Литмир - Электронная Библиотека

— Поповича, — подсказали из зала.

— Поповича, — не без затруднения повторил Ахмет. — Помещик — хуже кулака и хуже попа. Надо гнать помещика.

— Погоди! — вдруг позабыв недавний страх, вскочила с места Даша. — Погоди! Как же — гнать? За что? Родился он в бедности. Жил в бедности. Был у нас в Леоновке один парень — безотцовщиной рос. Обидно его называли. И Григория, поди, тоже... За что же мы-то теперь станем его забижать? Ударник он. Семейный. Дети у него. — Даша волновалась, торопливо говорила, боясь, что прервут, не дадут досказать. — Кровь, говорите, помещицкая. У всех она одинаковая, кровь, красная, человеческая. Нельзя казнить человека без вины... А вины на нем нету!

Даша теперь не глядела на Григория. Она умолкла, не зная, что еще сказать в защиту Спирина, но не догадывалась сесть.

Вдруг странный сдавленный звук, совсем неуместный на таком большом собрании, послышался с того места, где стоял Спирин, и помещицкий сын, подняв руку с кепкой к лицу, тяжело волоча ноги, направился к двери.

— Стой, Спирин! — крикнул Садыков. — Стой, голосовать будем!

Но Спирин дошел до двери, не отнимая кепку от лица, и покинул собрание. Без него уже голосовали, оставить ли на стройке незаконного помещицкого сына или потребовать увольнения.

— Кто за то, чтобы не считать Спирина помещицким сыном? Поднимайте руки! — сказал Садыков.

Даша обернулась и увидела множество поднятых рук. Последней вскинула руку Анфиса Уткина.

Красные курганы кирпичей высятся перед строящимся цехом. Даше кажется — давно они тут выросли и останутся навечно, за месяцы, за годы не перетаскаешь весь кирпич, не будет конца тяжкой работе, самой тяжкой, какую она знала на стройке.

Дощечка с рогульками на заплечных лямках — коза. Шесть кирпичей на козе. Нет, это сначала она таскала по шесть. Казалось — не поднимет больше, не сдюжит, коленки подогнутся, сердце зайдется, и рухнет она с времянки вместе с кирпичами. Потом ничего, привыкла. Выдержали ноги. И сердце приноровилось. Попробовала Даша брать по семь кирпичей. И даже по восемь.

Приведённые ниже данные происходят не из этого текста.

PR #1341, opened 2017-01-05
tests: Fix ImageLayerViewTests

renelindsay:
Change-Id: I64cf95cd9f7357879cfe72e9f856e0e5baaefb2d

### DIFF
--- a/tests/layer_validation_tests.cpp
+++ b/tests/layer_validation_tests.cpp
@@ -14703,7 +14703,7 @@ TEST_F(VkLayerTest, ImageLayerViewTests) {
     // VIEW_CREATE_ERROR
     VkImageCreateInfo mutImgInfo = image.create_info();
     VkImage mutImage;
-    mutImgInfo.format = VK_FORMAT_R8_UINT;
+    mutImgInfo.format = VK_FORMAT_R8G8B8A8_UINT;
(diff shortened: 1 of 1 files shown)


renelindsay:
Hi Chris,

Are you saying that changing the color format from 'VK_FORMAT_R8_UINT' to
'VK_FORMAT_R8G8B8A8_UINT' is causing a memory-not-bound error?
What hardware are you running on?

Rene

chrisforbes:
I'm saying that the subtest you're modifying doesn't do what it claims to do. It's checking for memory-not-bound, but was set up to check for something else. If changing the format here ends up being the right thing, so be it, but make everything from :14697 onward in that test /consistent/ about what it's trying to do.

If you /do/ decide to change this format, also change the format in the nearby assert.

jeremy-lunarg:
Judging from Tobin's TODO above the suspicious SetDesiredFailureMsg, it appears to be a work around for a framework deficiency. Indeed, if you remove that line, the test generates two errors. One of them is regarding usage without bound memory.

chrisforbes:
Can we resolve that TODO (or just manually bind some memory to the image, but I know that's tedious noise) so this /just/ hits the intended case? We /do/ need to exercise the format class compatiblity check.

jeremy-lunarg:
I've recommended that Rene revert Tobin's change for now. It will still trigger an unexpected error, but at least it will exercise the validation layers as originally intended.

renelindsay:
Well spotted, thanks Chris.

PR #1353, opened 2017-01-10
layers: Reset Valid Usage database check_implemented status

mikew-lunarg:
Following the audit of existing Valid Usage enums in the LVL codebase,
update the VU database so that any remaining check_implemented == "U"
(Unknown) status codes now become "N" (Not implemented).

"U" is no longer permitted as a value for the check_implemented status.

Tweak database stats script to emit an error message if the
check_implemented value is anything other than "Y" or "N".

Change-Id: I5d214ce4d35a0a8d6d9b16656ef353b2dd134a2c


layers/vk_validation_stats.py
```diff
@@ -106,6 +106,8 @@ def read(self):
                 api = db_line[3]
                 error_str = db_line[4]
                 note = db_line[5]
+                if implemented not in ['Y', 'N']:
+                    print("ERROR: %s has invalid 'implemented' status of '%s'; must be 'Y' or 'N'" % (error_enum, implemented))
```
tobine: This should be printed out in red and cause the script to exit with a non-zero value.

mikew-lunarg:
Will do.  In the meantime, I'll create a separate PR with just the database updates.  The script changes will come separately.

PR #1354, opened 2017-01-10
layers: Transition each aspect individually in TransitionImageLayouts

aejsmith:
This fixes the possibility of spurious validation errors like the following, when attempting to transition multiple aspects of an image after only a subset of those aspects have previously been used in the command buffer:

```
Cannot query for VkImage 0x599 layout when combined aspect mask 6 has
multiple initial layout types: VK_IMAGE_LAYOUT_TRANSFER_DST_OPTIMAL and
VK_IMAGE_LAYOUT_DEPTH_STENCIL_ATTACHMENT_OPTIMAL
```

The specific case where this bug was encountered was where both the depth and stencil aspects of an image were initially in the TRANSFER_DST_OPTIMAL layout. The first command in the command buffer to reference the image was a vkCmdClearDepthStencilImage on only the depth aspect of the image, followed later by a vkCmdPipelineBarrier to transition both aspects to the DEPTH_STENCIL_ATTACHMENT_OPTIMAL layout.

Since TransitionImageLayouts tries to look up the initial state for all aspects at the same time, it was picking up the state based on the depth aspect because of the previous use of that (which had both initialLayout and layout set to TRANSFER_DST_OPTIMAL), and then calling SetLayout for all aspects with only the new layout. Since the stencil aspect didn't have any currently recorded state, it was being added with both initialLayout and layout set to the new layout, causing a mismatch between the initialLayout for the two aspects and therefore the spurious error above.

Fix by updating the state for each aspect individually.


aejsmith:
Just fixed a mistake in TransitionImageAspectLayout - the first 2 returns should have returned false (*don't* skip the call...)

tobine:
@aejsmith yep, was just about to comment on that when I saw you had just changed it. Testing on our farm now. This looks like a great fix, though, thanks!

PR #1357, opened 2017-01-10
layers: Reset Valid Usage database check status

mikew-lunarg:
Following the audit of existing Valid Usage enums in the LVL codebase,
we can claim that there are no Valid Usage checks in an unknown
state; the existing VU checks are either implemented or not.

This commit resets the check_implemented flags in the VU database,
such that any remaining "U" (Unknown) entries now become "N" (Not
implemented).

Going forward, the check_implemented status flag must be either "Y"
or "N"; "U" is no longer permitted.

Change-Id: Iaf1807cadf02d57e3fa5676108e290d3bab9b271


tobine:
@mikew-lunarg Just to clarify, this initially sets a ton of checks that are actually handled by parameter_validation to "N." So "N" doesn't mean that the check is not implemented, it means that either the check is not implemented, or it's implemented but the unique error id hasn't been added to the source yet.

Thinking out loud of if there's any benefit to trying to distinguish such checks. Once error ids are integrated into the spec, the parameter_validation checks will get added to the generated code and the database can be updated for all of them.

Either way the next step is going to involve going through "N" checks and doing the work to make them "Y". Checks that parameter_validation handles can be skipped until spec integration is complete. Not sure there's a big issue with having checks marked "N" that may be actually implemented, just want to make sure all of the key people involved understand the distinction.

karl-lunarg:
@tobine  Yes, I think all your clarifications are correct and were well-understood by those involved.

The recent work up to now to add unique error ids to all existing checks was meant to minimize the number of VU tests marked as N that were already implemented.  That is, all implemented VU checks would have unique ids and would be true Y's, and the N's would be ones where the checks are not implemented.

The big exception are the PV codegened checks, and we agreed to accept and understand the "drop" in the apparent implementation %age, which would be repaired all at once when the spec integration for the PV codegen is complete.

So outside of the PV codegen checks, anything marked N are now clear targets for what needs to be implemented.

There may be some value in introducing a "P" state for the PV codegened checks. But if the spec integration is imminent, we could just live with the short term disconnect.

Do you think it would be better to "distinguish such checks" by marking them differently at this point?

tobine:
@karl-lunarg I think it's best to just live with all of the PV checks as "N" for a short while. The only people who would really benefit from marking them "P" for a short while should be the same people who understand that the checks are already implemented in PV. Not really worth the effort. Just wanted to make sure we're all on the same page.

Дощатый трап с набитыми на нем поперечными планками слегка скрипит и прогибается под тяжестью шагов. Цепочкой идут друг за другом девчата с кирпичными пирамидами за спиной. Давят лямки на плечи. Давят кирпичи на спину. И какое-то противное ощущение в желудке — тупой, сосущей боли, словно и там ненароком оказались кирпичи.

Восемь кирпичей. За десять рейсов восемьдесят кирпичей. За сто рейсов — восемьсот. Но не тают, не оседают красные курганы. Покрикивают возчики на лошадей. Тянут усталые лошади тяжелые возы. С глухим стуком падают кирпичи.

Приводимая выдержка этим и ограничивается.